::: Input data

PR #5979, opened 2025-08-24
Devcontainer+Documentation: Add Devcontainer documentation and simplify use

JanKoudijs:
After building Ladybird using the Devcontainer I had to head over to Discord history to figure out how to do the actual running and debugging.

This pull request adds Devcontainer documentation and makes some container modifications to reduce manual setup, e.g. by setting up environment variables.

### DIFF
--- a/.devcontainer/devcontainer.json
+++ b/.devcontainer/devcontainer.json
@@ -33,6 +33,11 @@
             "label": "Web VNC"
         }
     },
+    "remoteEnv": {
+        "CC": "clang-20",
+        "CXX": "clang++-20",
+        "XDG_RUNTIME_DIR": "/tmp"
+    },
     // Use 'postCreateCommand' to run commands after the container is created.
     "postCreateCommand": "pre-commit install; pre-commit install --hook-type commit-msg",
     // Configure tool-specific properties.
@@ -41,7 +46,8 @@
             "extensions": [
                 "ms-vscode.cmake-tools",
                 "llvm-vs-code-extensions.vscode-clangd",
-                "eamodio.gitlens"
+                "eamodio.gitlens",
+                "vadimcn.vscode-lldb"
             ],
             "settings": {
                 // Excluding the generated directories keeps your file view clean and speeds up search.
@@ -70,7 +76,7 @@
                 "git.inputValidationSubjectLength": 72,
                 // If clangd was obtained from a package manager, its path can be set here.
                 // Note: This has to be adjusted manually, to the "llvm_version" from above
-                "clangd.path": "clangd-19",
+                "clangd.path": "clangd-20",
                 "clangd.arguments": [
                     "--header-insertion=never" // See https://github.com/clangd/clangd/issues/1247
                 ]
--- a/Documentation/EditorConfiguration/VSCodeDevContainer.md
+++ b/Documentation/EditorConfiguration/VSCodeDevContainer.md
@@ -1,0 +1,17 @@
+# Visual Studio Code Dev Container
+
+Visual Studio Code has support for containerized development environments, the Ladybird code base has such a Dev Container included to provided a consistent and easily reproducible development environment.
+
+Using the Dev Container requires the installation of the [Dev Containers](https://marketplace.visualstudio.com/items?itemName=ms-vscode-remote.remote-containers) extension.
+
+After installation the extension will detect the Ladybird Dev Container and provide the option to build it. Start the container build and wait for it to complete, the building process takes quite some time, view the log to monitor progress.
+
+The Dev Container already includes the recommended extensions and settings, as laid out in the [Visual Studio Code Project Configuration](VSCodeConfiguration.md), but it is still a good read for further details.
+
+## Usage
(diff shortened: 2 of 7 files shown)


.devcontainer/devcontainer.json
```diff
@@ -70,7 +76,7 @@
                 "git.inputValidationSubjectLength": 72,
                 // If clangd was obtained from a package manager, its path can be set here.
                 // Note: This has to be adjusted manually, to the "llvm_version" from above
-                "clangd.path": "clangd-19",
+                "clangd.path": "clangd-20",
                 "clangd.arguments": [
                     "--header-insertion=never" // See https://github.com/clangd/clangd/issues/1247
```
ADKaster, line 76: oh hey. with clangd-20, we should be able to add config for system header insertion now that this issue is closed. I'll make an issue. (i.e. no change requested here).

.devcontainer/devcontainer.json
```diff
@@ -33,6 +33,11 @@
             "label": "Web VNC"
         }
     },
+    "remoteEnv": {
+        "CC": "clang-20",
+        "CXX": "clang++-20",
```
ADKaster: should this be added in the ladybird feature that determines the llvm_version installed instead of here at the top level?

Documentation/README.md
```diff
@@ -20,6 +20,7 @@ you are welcome to ask on [Discord](../README.md#get-in-touch-and-participate).
 * [Qt Creator](EditorConfiguration/QtCreatorConfiguration.md)
 * [Vim](EditorConfiguration/VimConfiguration.md)
 * [VS Code](EditorConfiguration/VSCodeConfiguration.md)
+* [VS Code Dev Container](EditorConfiguration/VSCodeDevContainer.md)
```
ADKaster, line 23: hm. Technically, the devcontainer is not vscode specific. several IDEs have support. Though we do have vscode-specific config in there for it to use.

Documentation/EditorConfiguration/VSCodeDevContainer.md
```diff
@@ -0,0 +1,17 @@
...
+
+After installation the extension will detect the Ladybird Dev Container and provide the option to build it. Start the container build and wait for it to complete, the building process takes quite some time, view the log to monitor progress.
+
+The Dev Container already includes the recommended extensions and settings, as laid out in the [Visual Studio Code Project Configuration](VSCodeConfiguration.md), but it is still a good read for further details.
+
+## Usage
+Run `./Meta/ladybird.py run ladybird` at least once to kick off downloading and building vcpkg dependencies.
+
+On execution, the Ladybird processes run in the container without a browser window. It can be interacted with by connecting to the container using VNC. This can be done from a browser by accessing http://localhost:6080, or from a VNC application by accessing `localhost:5901`. Apps to use are [noVNC](https://novnc.com) in the former case, and [TigerVNC](https://tigervnc.org) in the latter case, or any alternative already available on the system.
```
ADKaster: I've been wondering about this bit. On my ubuntu system, VsCode automagically hooks up a wayland socket, and running Ladybird directly from a terminal inside the devcontainer (ubuntu or fedora) "just works" to open windows on my host system.

Does it truly not work on yours?

I also tried running the linux containers from macOS and ran into problem after problem, figuring it wasn't worth the hassle.

ADKaster:
Also I haven't checked in a while, but does the "vcpkg cache" feature properly use clang-20? or does launching the container and running ./Meta/ladybird.py run do a full vcpkg rebuild? I remember looking at that in the past but don't remember if I fixed it.

.devcontainer/devcontainer.json
ADKaster: https://github.com/LadybirdBrowser/ladybird/issues/5980

.devcontainer/devcontainer.json
JanKoudijs: Environment variables can indeed be moved to `devcontainer-feature.json`.

Documentation/README.md
JanKoudijs: Yeah, both settings and extensions are vscode-specific. I guess only vscode currently gives the ready-to-use container experience. Should we leave this one unchanged till the developer that uses the container in another editor shows up?

Documentation/EditorConfiguration/VSCodeDevContainer.md
JanKoudijs: I'm using the devcontainer (or Flatpak) to overcome the "too old for Ladybird" tools on my dev setup, it also runs X11 (yes, I should upgrade). I can  change the wording that if the Wayland pass-through doesn't work that there is the VNC fallback.

JanKoudijs:
> Also I haven't checked in a while, but does the "vcpkg cache" feature properly use clang-20? or does launching the container and running ./Meta/ladybird.py run do a full vcpkg rebuild? I remember looking at that in the past but don't remember if I fixed it.

For me it always has been the case that ./Meta/ladybird.py triggers a full vcpkg rebuild (only recently started using the container). I wasn't aware of the cache in the container. Btw, the move to clang-20 is not part of this PR, that has been done previously.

::::::

To do: Copy out each line of the data that includes the string "system".

Result of this exercise:
ADKaster, line 76: oh hey. with clangd-20, we should be able to add config for system header insertion now that this issue is closed. I'll make an issue. (i.e. no change requested here).
+On execution, the Ladybird processes run in the container without a browser window. It can be interacted with by connecting to the container using VNC. This can be done from a browser by accessing http://localhost:6080, or from a VNC application by accessing `localhost:5901`. Apps to use are [noVNC](https://novnc.com) in the former case, and [TigerVNC](https://tigervnc.org) in the latter case, or any alternative already available on the system.
ADKaster: I've been wondering about this bit. On my ubuntu system, VsCode automagically hooks up a wayland socket, and running Ladybird directly from a terminal inside the devcontainer (ubuntu or fedora) "just works" to open windows on my host system.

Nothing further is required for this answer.